In short, it indeed feels reasonable to set the seeds at worker-level, meaning that the parent-app mostly controls the random states since seed is a parent-app-level argument rather than module level config (also the reason why it should be in shared_dict rather than in configparser). Also if individual user-defined module need more control of the RNG (e.g., thirdparty library with different RNGs), modules can access the seed setting (e.g., whether None/systemdefault or user defined) from the shared_dict.

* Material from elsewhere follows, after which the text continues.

PR #508, opened 2019-09-13
Make a separate query for free plans until backend query can be fixed

sslotsky:
## Reason for change

The logic to determine whether a product had free plans was broken, because the backend doesn't know if the plan is free until after it's retrieved it from the database. We therefore need - at least for now - to make separate queries for all the plans in order to determine if any of them are free.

I personally think while in terms of functionality, putting seeds as global variable of BaseImage has no difference to just leave it in shared_dict, the former might not be an ideal solution as essentially you can put everything into BaseImage since it is used by all modules --- but we definitely don't want to do that due to all the coupling and redundancy level - so why don't we just leave the seed in shared_dict as it's more worker-relevant and used to pass the worker states to modules.
Revisiting this issue now.
I agree that the seed should be set in the _shared_state dict.
@nanli-emory Is there anything that still needs to be done here or is this branch ready to be merged in?
Revisiting this issue now.
I agree that the seed should be set in the _shared_state dict.
@nanli-emory Is there anything that still needs to be done here or is this branch ready to be merged in? It's done. Please merge it.